Church members were encouraged to continue breaking down barriers between people by building bridges of dialogue and friendship.

New believers in Bangladesh listen to David Shenk speak on the new meaning found in a life with Jesus. Shenk held seminars on peacemaking throughout Bangladesh. — Proshanta Roy/EMM

New believers in Bangladesh listen to David Shenk speak on the new meaning found in a life with Jesus. Shenk held seminars on peacemaking throughout Bangladesh. — Proshanta Roy/EMM

Shenk’s Aug. 29-Sept. 10 seminars were organized by Bangla­deshi Assemblies of God pastor Proshanta Roy. Roy was involved in creating a similar schedule of seminars for Shenk five years ago after hearing him speak on Christian-Muslim relations at an Assemblies of God mission conference in Kenya.

“The peace of the gospel is needed so badly in our country,” he said. “Pray for Bangladesh and our churches.”

Roy’s son Timothy Roy, an intern with EMM’s Christian/Muslim Relations Team, acted as Shenk’s translator along with his father. Timothy Roy is a student at Lithuania Christian College and arranged to arrive there two weeks late to accompany Shenk.

Shenk’s peacemaking seminars focused on Christian-Muslim relations, his main area of specialty. The government welcomed his talks as a contribution to the Bangladeshi spirit of religious tolerance.

Some members of Shenk’s audiences were new believers from various backgrounds. Many more were pastors and church leaders. Some traveled long distances despite transportation problems caused by flooding rivers and Eid al-Adha festival traffic. Five seminars were held at Assemblies of God churches in Faridpur, Gopalgonj, Khulna and Rangpur.

Muslims’ questions

Most seminars lasted for two days.
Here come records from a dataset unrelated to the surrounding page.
PR #601, opened 2020-11-12
Add support for initializers in ImmutableDefinitionChecker

j3parker:


src/D2L.CodeStyle.Analyzers/Immutability/ImmutableDefinitionChecker.cs
```diff
@@ -190,18 +191,87 @@ ExpressionSyntax initializer
...
 
-			// TODO: narrow inspection with initializer
-			//       possibly a narrower type (using initializers type) and
-			//       possibly ImmutableTypeKind.Instances if its a new T( ... ).
+			var stuff = GetStuffToCheckForMember( type, typeSyntax, initializer );
 
-			if( !m_context.IsImmutable( type, ImmutableTypeKind.Total, typeSyntax.GetLocation(), out var diagnostic ) ) {
+			// null is a signal that there is nothing fruther that needs to be checked
+			if ( stuff == null ) {
+				return immutable;
```
j3parker, line 198: It is important that this isn't `return true;` because of the `readonly` check above.

src/D2L.CodeStyle.Analyzers/Immutability/ImmutableDefinitionChecker.cs
```diff
@@ -190,18 +191,84 @@ ExpressionSyntax initializer
...
+
+			if( !m_context.IsImmutable( typeToCheck, checkKind, diagnosticLocation, out var diagnostic ) ) {
 				diagnosticSink( diagnostic );
 				immutable = false;
 			}
 
 			return immutable;
 		}
 
+		/// <summary>
```
j3parker, line 211: This stuff is also basically copy-and-paste from the MutabilityInspector, of course.

omsmith (approved):
I think I like it

PR #1402, opened 2020-08-07
macOS: use upload and download artifact to make sure it uses the same binaries

1480c1:
# Description

make sure we are using the correct binaries for the unit tests in the case where we do not have the same environment as the one that built it, use parallel instead of xargs instead to handle multi-process, and don't clean the directory so we can save time recompiling

# Issue

# Author(s)
@1480c1

# Performance impact

- [ ] quality
- [ ] memory
- [ ] speed
- [ ] 8 bit
- [ ] 10 bit
- [x] N/A

# Test set
- [ ] other
- [x] N/A

# Merge method

### DIFF
--- a/.github/workflows/macos.yml
+++ b/.github/workflows/macos.yml
@@ -101,40 +101,33 @@ jobs:
   prep-tests:
     runs-on: [self-hosted, macos]
     name: Build unit tests
+    env:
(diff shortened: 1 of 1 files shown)


hassount:
is #1400 still needed ?

1480c1:
yes since that one affects the normal macOS ci builds while this one affects just the unit tests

On the first day, Shenk covered answers to questions Muslims ask about Christianity.

“Many misunderstandings happen because of inadequate answers to the questions,” he said.

Shenk said the most common questions Muslims ask Christians include: What is the meaning of the Trinity? What are your beliefs about the identity and character of Jesus? How could Christ, as the Messiah, be crucified? Has the Bible been corrupted?

On the seminars’ second day, Shenk facilitated group discussions of four pillars of Christian peacemaking: witness, dialogue, suffering and hospitality.

Thirty to 45 people attended each seminar. Shenk heard from multiple seminar attendees who felt his visits had encouraged them as peacemakers.

“It makes me so thankful to have a small part in making that happen,” he said.

Peacemaking seminars were a timely encouragement after the July 2 terror attack that killed 20 internationals, including one U.S. citizen, in the capital city, Dhaka. ISIS claimed responsibility.

Due to safety concerns, the government provided police protection at Shenk’s seminars. He reported that some police took notes throughout the seminars, and one policeman approached him at the end to ask questions.

A memorable moment was traveling to Roy’s village of origin by rowing a leaky canoe through marshland for an hour and a half.

Another surprise was a nighttime visit from nine armed policemen. A startled Shenk was relieved to discover they were there to check on his safety.

“When you follow Jesus, you get into the strangest situations,” he said.